Content starts

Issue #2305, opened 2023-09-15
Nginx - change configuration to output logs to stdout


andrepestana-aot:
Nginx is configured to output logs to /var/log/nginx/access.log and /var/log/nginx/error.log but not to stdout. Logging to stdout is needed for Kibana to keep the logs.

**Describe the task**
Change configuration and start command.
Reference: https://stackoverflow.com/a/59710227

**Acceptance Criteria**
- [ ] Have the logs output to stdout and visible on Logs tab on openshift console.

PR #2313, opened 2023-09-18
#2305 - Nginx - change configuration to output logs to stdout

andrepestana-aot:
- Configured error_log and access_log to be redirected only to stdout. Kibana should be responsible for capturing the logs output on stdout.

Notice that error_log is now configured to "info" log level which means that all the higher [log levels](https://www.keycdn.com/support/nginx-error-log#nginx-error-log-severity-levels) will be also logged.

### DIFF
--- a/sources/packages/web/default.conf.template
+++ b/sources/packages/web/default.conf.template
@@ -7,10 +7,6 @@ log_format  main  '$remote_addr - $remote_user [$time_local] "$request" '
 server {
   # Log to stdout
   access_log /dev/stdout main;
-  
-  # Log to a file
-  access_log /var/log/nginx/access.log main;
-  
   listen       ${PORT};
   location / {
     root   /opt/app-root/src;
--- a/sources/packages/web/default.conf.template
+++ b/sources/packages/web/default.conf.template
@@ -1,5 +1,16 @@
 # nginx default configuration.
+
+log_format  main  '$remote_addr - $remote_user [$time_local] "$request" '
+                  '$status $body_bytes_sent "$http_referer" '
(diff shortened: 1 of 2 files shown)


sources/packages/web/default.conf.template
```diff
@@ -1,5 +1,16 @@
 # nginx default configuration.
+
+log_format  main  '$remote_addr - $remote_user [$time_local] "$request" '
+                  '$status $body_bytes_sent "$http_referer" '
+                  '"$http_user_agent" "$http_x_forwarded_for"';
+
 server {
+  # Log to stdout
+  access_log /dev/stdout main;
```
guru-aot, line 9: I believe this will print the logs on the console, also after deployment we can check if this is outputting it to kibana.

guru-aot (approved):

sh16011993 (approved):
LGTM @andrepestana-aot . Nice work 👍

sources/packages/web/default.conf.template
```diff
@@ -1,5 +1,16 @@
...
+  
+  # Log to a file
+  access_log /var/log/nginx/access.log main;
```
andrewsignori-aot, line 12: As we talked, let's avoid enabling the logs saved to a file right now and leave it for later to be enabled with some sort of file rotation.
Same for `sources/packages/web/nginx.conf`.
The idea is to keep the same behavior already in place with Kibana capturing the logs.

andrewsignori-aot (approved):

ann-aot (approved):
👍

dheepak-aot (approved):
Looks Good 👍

Content ends
Content starts

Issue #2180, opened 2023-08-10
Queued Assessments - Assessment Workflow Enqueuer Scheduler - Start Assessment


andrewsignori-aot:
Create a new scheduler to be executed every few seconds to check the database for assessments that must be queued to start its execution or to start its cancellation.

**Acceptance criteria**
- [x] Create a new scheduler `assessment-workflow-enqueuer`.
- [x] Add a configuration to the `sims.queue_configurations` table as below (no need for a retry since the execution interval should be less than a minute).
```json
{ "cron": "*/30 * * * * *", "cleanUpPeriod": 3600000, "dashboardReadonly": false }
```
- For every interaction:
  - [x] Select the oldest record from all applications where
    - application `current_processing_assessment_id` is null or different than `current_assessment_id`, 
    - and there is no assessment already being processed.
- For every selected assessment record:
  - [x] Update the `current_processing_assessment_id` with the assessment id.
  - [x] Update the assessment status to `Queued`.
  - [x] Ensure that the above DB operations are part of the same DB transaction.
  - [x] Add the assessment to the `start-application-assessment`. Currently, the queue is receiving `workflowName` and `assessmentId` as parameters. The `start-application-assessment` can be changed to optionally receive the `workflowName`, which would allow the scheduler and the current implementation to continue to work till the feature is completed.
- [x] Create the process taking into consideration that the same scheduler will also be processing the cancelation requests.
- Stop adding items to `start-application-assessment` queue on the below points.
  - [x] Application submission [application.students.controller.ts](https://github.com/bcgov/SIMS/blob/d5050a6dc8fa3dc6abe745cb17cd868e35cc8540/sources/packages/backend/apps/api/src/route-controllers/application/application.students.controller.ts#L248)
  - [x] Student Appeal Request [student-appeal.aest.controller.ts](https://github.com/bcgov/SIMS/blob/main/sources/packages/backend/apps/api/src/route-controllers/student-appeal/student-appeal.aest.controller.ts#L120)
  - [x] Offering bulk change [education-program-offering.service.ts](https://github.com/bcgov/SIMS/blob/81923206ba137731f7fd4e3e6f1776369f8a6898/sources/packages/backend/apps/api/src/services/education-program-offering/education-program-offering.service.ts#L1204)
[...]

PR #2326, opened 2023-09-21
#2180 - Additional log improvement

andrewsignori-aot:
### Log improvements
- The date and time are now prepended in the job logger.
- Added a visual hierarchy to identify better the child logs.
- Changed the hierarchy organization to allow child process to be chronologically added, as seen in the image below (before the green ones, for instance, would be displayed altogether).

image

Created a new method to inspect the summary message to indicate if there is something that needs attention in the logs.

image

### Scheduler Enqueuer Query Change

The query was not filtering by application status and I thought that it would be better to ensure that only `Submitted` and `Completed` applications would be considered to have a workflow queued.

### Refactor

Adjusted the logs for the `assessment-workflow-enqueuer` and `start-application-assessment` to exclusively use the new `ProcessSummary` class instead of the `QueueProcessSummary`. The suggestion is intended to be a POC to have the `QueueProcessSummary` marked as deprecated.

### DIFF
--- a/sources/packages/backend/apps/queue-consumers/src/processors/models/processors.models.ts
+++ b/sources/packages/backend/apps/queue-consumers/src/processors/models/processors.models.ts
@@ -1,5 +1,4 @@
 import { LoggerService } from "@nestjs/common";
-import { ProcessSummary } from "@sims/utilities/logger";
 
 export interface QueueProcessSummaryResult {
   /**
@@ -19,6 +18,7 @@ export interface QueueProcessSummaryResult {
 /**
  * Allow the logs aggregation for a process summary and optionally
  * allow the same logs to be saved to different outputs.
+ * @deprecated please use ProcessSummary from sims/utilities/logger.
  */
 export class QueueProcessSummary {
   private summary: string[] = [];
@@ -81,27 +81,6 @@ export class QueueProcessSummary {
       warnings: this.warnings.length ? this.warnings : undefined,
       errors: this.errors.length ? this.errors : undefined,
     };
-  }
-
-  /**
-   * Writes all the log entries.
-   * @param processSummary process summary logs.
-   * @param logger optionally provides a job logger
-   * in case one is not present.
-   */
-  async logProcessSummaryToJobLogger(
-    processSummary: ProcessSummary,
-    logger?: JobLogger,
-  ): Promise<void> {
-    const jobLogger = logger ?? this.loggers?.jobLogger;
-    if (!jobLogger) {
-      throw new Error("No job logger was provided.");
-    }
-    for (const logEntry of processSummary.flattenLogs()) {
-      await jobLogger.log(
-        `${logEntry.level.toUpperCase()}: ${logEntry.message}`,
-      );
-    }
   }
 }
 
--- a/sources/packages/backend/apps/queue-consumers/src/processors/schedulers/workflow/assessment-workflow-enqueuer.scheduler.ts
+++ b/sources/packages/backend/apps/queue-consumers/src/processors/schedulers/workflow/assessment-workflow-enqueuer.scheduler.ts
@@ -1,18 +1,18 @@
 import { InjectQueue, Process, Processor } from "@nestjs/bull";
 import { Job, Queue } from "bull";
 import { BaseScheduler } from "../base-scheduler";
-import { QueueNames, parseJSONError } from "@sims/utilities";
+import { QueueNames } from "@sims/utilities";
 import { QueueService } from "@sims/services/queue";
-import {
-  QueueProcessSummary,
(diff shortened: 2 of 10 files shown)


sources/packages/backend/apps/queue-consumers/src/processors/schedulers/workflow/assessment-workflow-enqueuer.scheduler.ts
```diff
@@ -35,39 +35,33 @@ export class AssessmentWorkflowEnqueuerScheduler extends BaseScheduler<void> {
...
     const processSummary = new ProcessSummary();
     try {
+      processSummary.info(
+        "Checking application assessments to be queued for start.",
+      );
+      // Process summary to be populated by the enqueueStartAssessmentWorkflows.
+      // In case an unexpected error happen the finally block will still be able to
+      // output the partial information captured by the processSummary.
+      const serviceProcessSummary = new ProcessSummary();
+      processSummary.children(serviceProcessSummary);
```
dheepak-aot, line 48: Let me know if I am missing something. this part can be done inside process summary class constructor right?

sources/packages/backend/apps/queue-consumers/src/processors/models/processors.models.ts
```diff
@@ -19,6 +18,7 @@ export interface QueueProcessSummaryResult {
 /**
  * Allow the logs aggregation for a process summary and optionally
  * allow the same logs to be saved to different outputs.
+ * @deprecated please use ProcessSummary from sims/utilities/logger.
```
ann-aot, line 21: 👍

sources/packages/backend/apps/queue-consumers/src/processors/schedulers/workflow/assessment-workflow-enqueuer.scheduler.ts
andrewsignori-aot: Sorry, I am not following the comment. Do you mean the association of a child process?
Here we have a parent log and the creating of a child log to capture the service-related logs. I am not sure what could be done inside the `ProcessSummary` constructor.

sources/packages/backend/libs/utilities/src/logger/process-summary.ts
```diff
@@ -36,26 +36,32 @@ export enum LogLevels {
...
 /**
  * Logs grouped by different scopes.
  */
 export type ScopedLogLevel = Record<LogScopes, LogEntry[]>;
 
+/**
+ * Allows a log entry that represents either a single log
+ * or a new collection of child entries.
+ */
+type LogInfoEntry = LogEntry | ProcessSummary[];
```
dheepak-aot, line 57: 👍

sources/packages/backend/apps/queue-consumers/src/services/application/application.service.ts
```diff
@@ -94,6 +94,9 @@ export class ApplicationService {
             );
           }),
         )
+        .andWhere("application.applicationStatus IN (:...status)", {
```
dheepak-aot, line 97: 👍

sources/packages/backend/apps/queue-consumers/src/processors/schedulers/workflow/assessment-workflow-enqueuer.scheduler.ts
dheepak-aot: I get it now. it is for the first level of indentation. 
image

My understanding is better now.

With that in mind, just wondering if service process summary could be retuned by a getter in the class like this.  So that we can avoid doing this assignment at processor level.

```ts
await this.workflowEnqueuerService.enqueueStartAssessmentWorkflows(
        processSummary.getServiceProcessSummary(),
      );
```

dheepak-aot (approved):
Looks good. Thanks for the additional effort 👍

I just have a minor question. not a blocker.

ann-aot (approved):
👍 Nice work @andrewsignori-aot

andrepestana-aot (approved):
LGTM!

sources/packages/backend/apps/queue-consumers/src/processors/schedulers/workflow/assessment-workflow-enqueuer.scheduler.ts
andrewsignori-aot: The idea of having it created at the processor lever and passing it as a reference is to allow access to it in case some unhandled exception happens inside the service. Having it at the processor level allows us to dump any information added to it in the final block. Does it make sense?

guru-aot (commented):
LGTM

Content ends

YOUR INSTRUCTIONS - Among the records above, only the lines between the line holding "- [x] Create the" and the line holding "- [x] Application", inclusive, are to be output, exactly as written.

EXERCISE SOLUTION -
- [x] Create the process taking into consideration that the same scheduler will also be processing the cancelation requests.
- Stop adding items to `start-application-assessment` queue on the below points.
  - [x] Application submission [application.students.controller.ts](https://github.com/bcgov/SIMS/blob/d5050a6dc8fa3dc6abe745cb17cd868e35cc8540/sources/packages/backend/apps/api/src/route-controllers/application/application.students.controller.ts#L248)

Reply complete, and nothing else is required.